EXCLUSIVE: A new proposal from the studios to try to end the 113-day-old SAG-AFTRA strike has just been delivered to the guild.
The actors guild and the AMPTP have set further negotiations for this weekend, we hear, with studio CEOs expected to participate directly. Anticipation that this could mean a new three-year contract is at hand within the next 48 hours should be “dialed down,” a well-positioned guild source said Friday, as SAG-AFTRA brass must fully review the document before even getting back to the bargaining table.
The latest developments come at the end of a tense week that saw the tone of talks shift toward pessimism as SAG-AFTRA awaited a formal response to its most recent counters. A studio insider late tonight dismissed the anxiety and said the extended time was simply a matter of the powers-that-be wanting to put a full package on the table before the guild.
“We’re going to make them an offer, then we’ll see where we all go from there,” an exec close to talks said late this afternoon.
The new proposal also comes amid leaks and rumors ricocheting around town earlier Friday that the studios are on a tight deadline for a deal to save the rest of the TV season and the 2024 film schedule.
With “fluid” replaced by “cautious optimism” as the new drumbeat for contract talks over the past several days, the insider pointed out the “urgency” to find a resolution. At the same time, individuals with knowledge of events add that any notion of the latest proposal being the best and final offer from the AMPTP is “really premature,” as one put it.
In the lead-pp to the studios proposal getting to SAG-AFTRA, there were also conversations between the sides today and Thursday. As one adamant insider insisted, “they’re all back-channeling.”
Although Deadline exclusively reported that the two sides did not meet Thursday, in fact SAG-AFTRA and AMPTP reps did have a conversation later that night. However, despite the guild making known its frustrations with the studios’ elongated response time, that communication did not result in a formal reply from the studios to either the guild’s latest AI proposal of more than two days ago, or the “comprehensive counter” of six days ago.
The two sides have been in a renewed round of talks since October 24, both in-person and virtually.
As they were for the final and successful sessions with the WGA back in September, NBCUniversal’s Donna Langley, Disney’s Bob Iger, Warner Bros Discovery’s David Zaslav and Netflix’s Ted Sarandos have been participating in this round of discussions with SAG-AFTRA to varying degrees. The CEOs Gang of Four have been deeply involved in crafting the response to SAG-AFTRA’s proposals and are expected to be further involced either in person or virtual with guild president Fran Drescher, chief negotiator Duncan Crabtree-Ireland and others for at least the start of more talks over the next few days
At the same time, similar to what we saw with the WGA when that guild was on strike there has been a constant sniping and whispering campaign against the SAG-AFTRA leadership from the other side. Additionally, the perception within the guild is the AMPTP have employed a divide and conquer tactic between leadership and members — moves that seem to have been dramatically unsuccessful thus far.

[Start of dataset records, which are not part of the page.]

PR #2661, opened 2024-05-17
fix: improve creation_timestamp in _openshift_raw_facts_generator

infinitewarp:
Without `tzinfo`, the generated `creation_timestamp` will fail fingerprint processing because `fingerprinter.runner.RAW_DATE_KEYS` requires this date's string representation to match the `"%Y-%m-%dT%H:%M:%S%z"` format.

Additionally, `replace(microsecond=0)` is required because the default `faker.date_time()` output includes a random microsecond value, but then its string representation includes microseconds which also fails to match the aforementioned pattern.

### DIFF
--- a/quipucords/tests/utils/raw_facts_generator.py
+++ b/quipucords/tests/utils/raw_facts_generator.py
@@ -1,5 +1,7 @@
 """Utility functions to generate raw facts."""
 
+import zoneinfo
+
 from faker import Faker
 
 from constants import DataSources
@@ -218,7 +220,9 @@ def _openshift_raw_facts_generator(number_of_facts, as_native_types=True):
             architecture="amd64",
             kernel_version=f"{fake_semver()}-{fake_semver()}.el{_faker.random_digit()}.x86_64",
             operating_system="linux",
-            creation_timestamp=_faker.date_time(),
+            creation_timestamp=_faker.date_time(
+                tzinfo=zoneinfo.ZoneInfo("UTC")
+            ).replace(microsecond=0),
             cluster_uuid=cluster.uuid,
         )
         yield {"node": node.dict() if as_native_types else node}


quipucords/tests/utils/raw_facts_generator.py
```diff
@@ -218,7 +220,9 @@ def _openshift_raw_facts_generator(number_of_facts, as_native_types=True):
             architecture="amd64",
             kernel_version=f"{fake_semver()}-{fake_semver()}.el{_faker.random_digit()}.x86_64",
             operating_system="linux",
-            creation_timestamp=_faker.date_time(),
+            creation_timestamp=_faker.date_time(
+                tzinfo=zoneinfo.ZoneInfo("UTC")
+            ).strftime("%Y-%m-%dT%H:%M:%S%z"),
```
bruno-fs, line 225: is strftime really required? `RawFactEncoder` should be able to handle datetime objects 🤔

bruno-fs (approved):

quipucords/tests/utils/raw_facts_generator.py
infinitewarp: I believe so, because

> Without a custom strftime call, the default string representation includes microseconds which also fails to match the aforementioned pattern.

I just now checked after your comment, and `RawFactEncoder` naively calls `o.isoformat()`, and that would explain why. I considered expanding the patterns in `fingerprinter.runner.RAW_DATE_KEYS` to match `faker`'s default `datetime` outputs in the fingerprinting phase, but I wanted to limit scope since this is a testing-only change.

I suppose I could try to `.replace(microsecond=0)` the returned object from `date_time(...)` and see if that results in no microseconds in the output without forcing a `strftime` here… I'll give that a try shortly and amend a commit if that succeeds.

PR #2662, opened 2024-05-17
test: improve raw fact generators value randomness

infinitewarp:
These changes make our generated raw facts slightly more realistic or at least more varied so that they will product more interesting and less uniform fingerprints in tests.

### DIFF
--- a/quipucords/tests/utils/raw_facts_generator.py
+++ b/quipucords/tests/utils/raw_facts_generator.py
@@ -11,6 +11,12 @@ _faker = Faker()
 
 DEFAULT_RHEL_OS_NAME = "Red Hat Enterprise Linux"
 
+# Small list of cluster names to be used in all vcenter fact generation so that in a
+# large (>10) list of facts at least some VMs will appear to belong to the same host.
+VCENTER_RANDOM_CLUSTER_NAMES = [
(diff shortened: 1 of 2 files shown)


quipucords/tests/utils/raw_facts_generator.py
```diff
@@ -132,7 +138,9 @@ def _vcenter_raw_facts():
         "vm.mac_addresses": [_faker.mac_address()],
         "vm.memory_size": None,
         "vm.name": _faker.slug(),
-        "vm.os": None,
+        "vm.os": _faker.random_element(["red hat enterprise linux", "rhel"])
+        if _faker.pybool()
+        else None,
```
bruno-fs, line 143: this formatting is... weird 🤔

bruno-fs (approved):

quipucords/tests/utils/raw_facts_generator.py
bruno-fs: I think black would use parenthesis here and add indentation.

infinitewarp: Yeah… you can thank `ruff format` for that one. 😕

PR #2666, opened 2024-05-21
perf: allow bypassing cached_fingerprints build for non-production dev environments

infinitewarp:
🙈 🙈 🙈

🤫

🔥 🐶 ☕ 🔥 

This PR adds support for a new environment variable `QUIPUCORDS_BYPASS_BUILD_CACHED_FINGERPRINTS` that will bypass building and setting `DeploymentsReport.cached_fingerprints` during the fingerprinting process. This will cause problems if actual customers tried to enable that variable because it will result in empty or broken data when they try to download their report tarball. So, I set this only when `PRODUCTION` is not `True`, and that means our containers (both upstream and downstream) _will not_ enable this bypass because they both set `ENV PRODUCTION=True` in their respective `Dockerfile`s.

Then why am I adding this bypass? I'm performance testing quipucords with moderately large sets of simulated raw facts and fingerprints, but due to https://issues.redhat.com/browse/DISCOVERY-691, our service is not capable of handling more than ~60,000 fingerprints. I need far more than that, and my perf tests don't need `cached_fingerprints`. Hopefully this is a short-lived bypass until we better handle DISCOVERY-691, but we may want to keep this around until we further refactor our "cached" data.

### DIFF
--- a/quipucords/fingerprinter/runner.py
+++ b/quipucords/fingerprinter/runner.py
@@ -219,24 +219,25 @@ class FingerprintTaskRunner(ScanTaskRunner):
                     number_invalid += 1
                     self.scan_task.log_message(
                         "The fingerprint could not be saved. "
-                        f"Fingerprint: {str(error).strip()}. Error: {fingerprint_dict}",
+                        f"Fingerprint: {str(error).strip()}.",
                         log_level=logging.ERROR,
                         exception=error,
                     )
+                    logger.error(fingerprint_dict)
             else:
                 number_invalid += 1
                 self.scan_task.log_message(
-                    f"Invalid fingerprint: {fingerprint_dict}",
-                    log_level=logging.ERROR,
+                    "Invalid fingerprint.", log_level=logging.ERROR
                 )
+                logger.error(fingerprint_dict)
                 self.scan_task.log_message(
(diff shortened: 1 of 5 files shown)


quipucords/fingerprinter/runner.py
```diff
@@ -138,7 +139,7 @@ def execute_task(self, manager_interrupt):
             )
             raise error
 
-    def _process_details_report(self, manager_interrupt, report):  # noqa: PLR0915
+    def _process_details_report(self, manager_interrupt, report):  # noqa: PLR0915, C901, PLR0912
```
bruno-fs, line 142: I don't like shushing C901. That's a good check IMO. I only found ok turning it off for legacy functions that were already violating it.

bruno-fs: OTOH, I think this method was already pretty bad before. These new conditionals are not what really makes this a mess...

infinitewarp: I agree. Normally when I see C901 and related complexity alerts, that motivates me to refactor the code. In this specific case, though, I want to touch the code as little as possible. This code was just barely on the edge of hitting the complexity alert before, and my small bypass conditions pushed it over the edge. 😕

bruno-fs (approved):

PR #2672, opened 2024-05-31
refactor: rewrite deploy/setup_user.py as a Django management command…

infinitewarp:
… "create_or_update_user" so we can test and update its behavior

Relates to JIRA: DISCOVERY-683


quipucords/tests/quipucords/test_user.py
```diff
@@ -54,3 +60,82 @@ def test_reject_user_attribute_similarities(self):
...
+        password = None
+        created, updated, generated_password = create_or_update_user(
+            username, email, password
+        )
+        assert created
+        assert not updated
+        assert generated_password
+        assert User.objects.filter(username=username).exists()
+        with override_settings(AXES_ENABLED=False):
+            assert Client().login(username=username, password=generated_password)
```
bruno-fs, line 81: Is there a reason to not use [`client` fixture](https://pytest-django.readthedocs.io/en/latest/helpers.html#client-django-test-client) here?

bruno-fs: Same for other tests using `django.test.Client` directly

infinitewarp: Oh, I might have forgotten about that one! Trying it now…

infinitewarp: Good catch! It looks like that works perfectly with no other changes. I have amended and force pushed the last two commits to use the `client` fixture. 👍

bruno-fs (approved):

PR #2685, opened 2024-06-12
feat: add hostnamectl status to network fact collection

bruno-fs:
Example of a successful hostnamectl fact in details report

```sh
jq '.sources[].facts[].hostnamectl' ~/Downloads/report_id_9/details.json
```
```JSON
{
  "value": {
    "kernel": "Linux 6.9.4-200.fc40.x86_64",
    "boot_id": "12fbdbc9c4da4a44a85e529c72f7dec1",
    "chassis": "vm",
    "icon_name": "computer-vm",
    "machine_id": "73c65da657ee4ad1be417ff471f58c2f",
    "cpe_os_name": "cpe:/o:fedoraproject:fedora:40",
    "architecture": "x86-64",
    "firmware_age": "9y 4month 2w 5d",
    "firmware_date": "Fri 2015-02-06",
    "hardware_model": "Standard PC _Q35 + ICH9, 2009_",
    "os_support_end": "Tue 2025-05-13",
    "virtualization": "qemu",
    "hardware_vendor": "QEMU",
    "static_hostname": "fedora40",
    "firmware_version": "0.0.0",
    "operating_system": "Fedora Linux 40 (Server Edition)",
    "os_support_remaining": "10month 2w 1d"
  },
  "error_msg": null,
  "return_code": 0
}
```

Relates to JIRA: DISCOVERY-428
https://issues.redhat.com/browse/DISCOVERY-428


quipucords/scanner/network/processing/process.py
```diff
@@ -29,6 +31,17 @@
...
 
+@dataclass
+class ProcessedResult:
+    """Processed result including relevant metadata."""
+
+    # return_code == 0 = success
+    return_code: int
+    error_msg: str = None
+    # the actual fact value
+    value: Any = None
```
bruno-fs, line 42: This piece is more important than the feature itself, IMO.

I've been thinking how we could make the raw facts report more transparent about what happened - and help us make decisions later on how to proper use it during fingerprint/normalization and came up with this.
return code and error message are the only things that came to mind (trying to follow the same pattern that we did on openshift implementation). With this we gain granularity of what exactly happened and maybe what caused a fact to not be collected / processed.

quipucords/quipucords/settings.py
```diff
@@ -321,6 +321,9 @@ def app_secret_key_and_path():
 
 STATICFILES_DIRS = [BASE_DIR / "client"]
 
+if not PRODUCTION:
+    TESTDATA_DIR = BASE_DIR / "testdata"
```
infinitewarp, line 325: Surprise! 🎉 What do you think about this addition? If this is okay, then I hope we could expand use of this new `TESTDATA_DIR` for future unit tests that might benefit from large sets of static data, possibly captured from real-word commands like I did here for hostnamectl.

infinitewarp:
Link to (successful! ✅ ) standalone CI test run after updating camayoc (https://github.com/quipucords/camayoc/pull/522) to expect the new `hostnamectl` fact: https://stage-jenkins-csb-smqe.apps.ocp-c1.prod.psi.redhat.com/view/Discovery/job/discovery-standalone/150/

quipucords/quipucords/settings.py
bruno-fs: my first thought is this seems to be reinventing the wheel (see [tmp_path fixture](https://docs.pytest.org/en/6.2.x/tmpdir.html#the-tmp-path-fixture)), but I just started looking at the PR.

bruno-fs: ah, I see now what its purpose is. seems good to me =D

bruno-fs:
LGTM, but github won't let me approve it 😛

infinitewarp (approved):
I approve my changes. 😎

PR #2690, opened 2024-06-27
feature: allow customization of default data path

bruno-fs:
For local development, keep its default as is. But for production workloads point it the volume already documented (/var/data).

EDIT: integrations tests passed for the PR with same commit as this one: https://url.corp.redhat.com/3aec94e
closes #2691


infinitewarp (approved):

quipucords/quipucords/settings.py
```diff
@@ -28,7 +28,7 @@
 # BASE_DIR is ./quipucords/quipucords
 BASE_DIR = Path(__file__).absolute().parent.parent
 # DEFAULT_DATA_DIR is ./var, which is on .gitignore
-DEFAULT_DATA_DIR = BASE_DIR.parent / "var"
+DEFAULT_DATA_DIR = Path(env.str("QUIPUCORDS_DATA_DIR", BASE_DIR.parent / "var"))
```
mirekdlugosz, line 31: That will make https://github.com/quipucords/discovery-quadlets/pull/12 obsolete and we should revert it after merging this, right?

Or will this re-introduce problem fixed by https://github.com/quipucords/discovery-quadlets/pull/12 and we should have another PR in quadlets that will re-fix it?

bruno-fs: Thanks for pointing this out. I wasn't around when this issue was detected/fixed.

`/var/app` is the path used with current discovery deployment,  and is mapped to `%h/.local/share/discovery/data:`. I believe setting `QUIPUCORDS_DATA_DIR` to `/var/app` makes said fix obsolete. I don't think it will cause a regression, but it won't be necessary anymore.

mirekdlugosz: I _think_ reverting https://github.com/quipucords/discovery-quadlets/pull/12 will be the right choice, but let's merge this and wait for quadlet pipeline results.

mirekdlugosz (approved):

PR #2692, opened 2024-06-27
fix: fail bigger when failing to access DeploymentsReport cached_fingerprints or cached_csv

infinitewarp:
After reflecting on the initial change introduced by 8729eb4d, we decided that we would prefer to log errors and fail bigger if we fail to read data from DeploymentsReport cached_fingerprints or cached_csv. This can happen if the cached files were moved after they were written or if the process trying to access the data does not have access to the files. The latter could easily happen in a misconfigured container orchestration.

Following this change, if you perform a successful scan but then manually destroy, move, or make unreadable its cached files, the next time you try to download the report, you should encounter a 500 Internal Server Error. Returning a 500 error is appropriate here because there is nothing the client can do to fix the issue, and it requires some investigation and unspecified fixes on the server side.

In the UI, this may error manifest like this:
Screenshot 2024-06-27 at 3 18 22 PM

Unfortunately, the current UI is not very clever in its handling of 500 errors.

In the server logs, you may see errors logged (plus stack traces) like this:
```
[ERROR 2024-06-27T19:21:46 pid=84056 tid=123145384759296 api/deployments_report/model.py:cached_fingerprints:79] [Errno 2] No such file or directory: '/Users/brasmith/projects/quipucords/var/cached_reports/deployments-report-11-1719432083.0758321.json'
[ERROR 2024-06-27T19:21:46 pid=84056 tid=123145384759296 api/deployments_report/model.py:cached_fingerprints:80] Cached fingerprints file for DeploymentsReport 11 not found at '/Users/brasmith/projects/quipucords/var/cached_reports/deployments-report-11-1719432083.0758321.json'
[ERROR 2024-06-27T19:21:46 pid=84056 tid=123145384759296 /Users/brasmith/Library/Caches/pypoetry/virtualenvs/quipucords-A54Z8Zh8-py3.12/lib/python3.12/site-packages/django/utils/log.py:log_response:241] Internal Server Error: /api/v1/reports/11/
```

Relates to JIRA: DISCOVERY-703

### DIFF
--- a/quipucords/api/deployments_report/model.py
+++ b/quipucords/api/deployments_report/model.py
@@ -66,22 +66,23 @@ class DeploymentsReport(BaseModel):
         file_path = Path(self.cached_fingerprints_file_path).absolute()
         if file_path.parent != cached_files_path():
             # Check to protect against potentially malicious filesystem access.
-            logger.error(
-                "Unsupported parent path for DeploymentsReport %s file: %s",
-                self.id,
-                file_path,
+            message = (
+                "Unsupported parent path for DeploymentsReport "
+                f"{self.id} cached_fingerprints file: {file_path}"
             )
-            return None
+            logger.error(message)
+            raise PermissionError(message)
         try:
             with file_path.open("r") as f:
                 return json.load(f)
-        except FileNotFoundError:
-            logger.warning(
-                "Cached fingerprints file for DeploymentsReport %s not found at %s",
+        except FileNotFoundError as e:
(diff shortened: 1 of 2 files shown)


ruda (approved):

mirekdlugosz (approved):
Tested in environment where issue was initially observed - `/reports/` endpoint returns 500, causing test to fail with clearer hint what the problem is. It's also easier to find errors logged in container log.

One executive source tells us there is a demand by SAG-AFTRA for stunt men and stunt women to have the ability to decide what their digital stunt doubles look like. That’s “a decision typically made by directors” per one insider, adding it’s simply out of the guild’s jurisdiction. Another studio source tells us that there are asks by the actors guild to limit the number of digital extras that can be used in a given scene at any one time. One consequence of this would be to retain more real-life actors on screen in the background.
On one level, the studios’ delay in responding to SAG-AFTRA’s counter and AI proposal was a bit of headscratcher as the conglomerates are openly anxious to restart TV and feature production, they tell us.
There have been whispers that the New Line horror movie, Stephen King’s Salem’s Lot, is headed to the Max streaming service after the pic was pulled from its post-Labor Day 2022 theatrical release. That would be a first for the David Zaslav-led Warner Bros Discovery, which has sworn not to engage in the old administration’s tactic of direct-to-streaming movies. “Max really needs content for next year,” said one industry source about the scarcity of product the streamer is facing. Ditto for the theatrical schedule. The moving of three big tentpoles — Mission: Impossible 8, Disney/Pixar’s Elio, and Disney’s Snow White — to 2025 could result in an estimated $1.5 billion hit to next year’s box office returns.
On Thursday during Paramount Global’s quarterly earnings call, shareholders were informed that the company took a $60 million hit in “strike-related idle costs.” CEO Bob Bakish on the call noted that the studio’s 2024 theatrical film schedule was shaken up and that “the scripted side of TV is still strike impacted.”
That’s small change compared to what California and entertainment workers are experiencing in the fallout of labor unrest. The state’s economy has lost an estimated $6.5 billion due to the WGA and SAG-AFTRA strikes shutting vast majority of production down. The entertainment industry has seen north of 45,000 jobs lost since the scribes went on strike in early May and the actors guild hit the picket lines in mid-July.